I like the composition of this shot,I did crop a little But for some reason I cannot get it just right in pp. maby ya'll can help. Maby the image just doesn't "have" it. I not sure, and a little frustated. :x


----------



## ifi (Jun 11, 2010)

What is that you don't like?


----------



## Bynx (Jun 11, 2010)

Whats not to like. Only thing I notice is the red striped chair beside the bow that I would probably remove. Then the picture would have a total desolation/isolation feel to it.


----------



## desertdave (Jun 11, 2010)

Maybe it is the chair! I didn't even notice it. It just seems to need some POP or something. PLS feel free to edit as you wish. I just feel my skill is not improving as it should. Maybe being where I am doesn't help, but there should be something out there worth capturing.
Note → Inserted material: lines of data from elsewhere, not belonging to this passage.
PR #3275, opened 2020-03-25
Release v0.20.21

rossabaker:
Just the dependency bumps that were left behind in #3262.


rossabaker:
If #3268 is ready, we can include it, but it's not a major deal to end users.

PR #3276, opened 2020-03-25
Release v0.21.3

rossabaker:


core/src/main/scala/org/http4s/internal/package.scala
```diff
@@ -124,19 +129,51 @@ package object internal {
     }
 
   // Adapted from https://github.com/typelevel/cats-effect/issues/160#issue-306054982
+  @deprecated("Use `fromCompletionStage`", since = "0.21.3")
```
rossabaker: I bumped the number here compared to the cherry-pick.

rossabaker:
Would be nice to include #3267 as well.

PR #3279, opened 2020-03-25
Improve Prometheus middleware usage example

### LINKED ISSUE #3278: Prometheus Metrics middleware example in documentation incomplete.
The documentation for the Prometheus metrics middleware found at [https://http4s.org/v0.21/middleware/](https://http4s.org/v0.21/middleware/ ) is incomplete insofar as it does not mention the final step needed to expose the metrics for scraping by a Prometheus server. The PrometheusExportService does exist, but that fact is non-obvious and requires source code spelunking to discover. It would be great if the example in the documentation included usage of PrometheusExportService, perhaps along these lines?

And at a quality level that I can appreciat.


----------



## Bynx (Jun 11, 2010)

Ok no chair and the vegetation is better (I think).


----------



## Fremen (Jun 11, 2010)

Better now


----------



## desertdave (Jun 11, 2010)

Yes much better. Maybe that's all it needed. Its amazing what you see and don't see when looking at a photograph for so long. Your eyes get trained on looking at and for the same things over and over. Thanks for the help. Now just to find some inspiration in this sand pit.


----------